171  2.  **Style Drift Rate (Target: 0%):** The % of tasks where the agent successfully references and mimics a pattern from the `examples/` directory. (100% target in v2 is ambitious, 0% drift is the canonical goal).
172  3.  **Surgical Purity (Target: >95%):** The % of code changes that are strictly within the "Scope Boundaries" declared in the Pre-Flight Journal.
173  4.  **Adherence Adherence:** The % of tasks where the Verification Gate detected *zero* violations.
174  
175  ---
176  
177  ## 9. Implementation Roadmap
178  
179  Merged and streamlined for execution.
180  
181  ### Phase 1: The Core (Week 1-2)
182  *   Define the 4 skill modules (`skills/`) as standalone prompt templates (PRD v1).
183  *   Implement the Complexity Orchestrator rule-based logic (Score 1-10).

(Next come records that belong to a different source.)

PR #180, opened 2022-11-21
Update GPU Filtering

jeremykubica:
Update the on GPU filtering to not count NO_DATA in the statistics computation.


src/kbmod/search/kernels.cu
```diff
@@ -139,61 +140,20 @@ __global__ void searchFilterImages(int imageCount, int width, int height,
...
-                int idx = idxArray[i];
-                if (lcArray[idx] <= maxValue) {
-                    maxKeepIndex = i;
-                } else {
-                    break;
-                }
-            }
-            
+            int maxKeepIndex = num_seen - 1;
+            sigmaGFilteredIndicesCU(lcArray, num_seen, params.sGL_L, params.sGL_H,
```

184  *   Create the top-level CLAUDE.md master file.
185  
186  ### Phase 2: The Context (Week 3)
187  *   Create the `examples/` repository with 2-3 initial Gold Standard patterns and Anti-Patterns (PRD v2).
188  *   Build the `templates/session_journal.md` and ensure skills dynamically reference it.
189  
190  ### Phase 3: The Mirror & The Gate (Week 4-5)
191  *   **The Mirror:** Test the "Journal" templates with a Pi agent to ensure it generates structured reflections and doesn't hallucinate the patterns.
192  *   **The Gate:** Integrate the Verification Gate into the Pi Reviewer Agent workflow. Ensure the Reviewer reads the Journal *before* looking at the code.
193  
194  ### Phase 4: Feedback Loop (Week 6+)
195  *   Build a mechanism to track Adherence Reports.
196  *   Expand the `examples/` directory based on real tasks encountered.
197  *   Open-source the skill framework if successful.
198  
199  ---
200  
201  *"The bottleneck is no longer coding — it's specification and review."*
202  *(Merged quote from v1 & v2)*
203  
204  This framework doesn't try to make the model code better. It makes the model **specify better (Pre-Flight), reference reality (Context), and review rigorously (Post-Gate)**, which is where the actual value lies.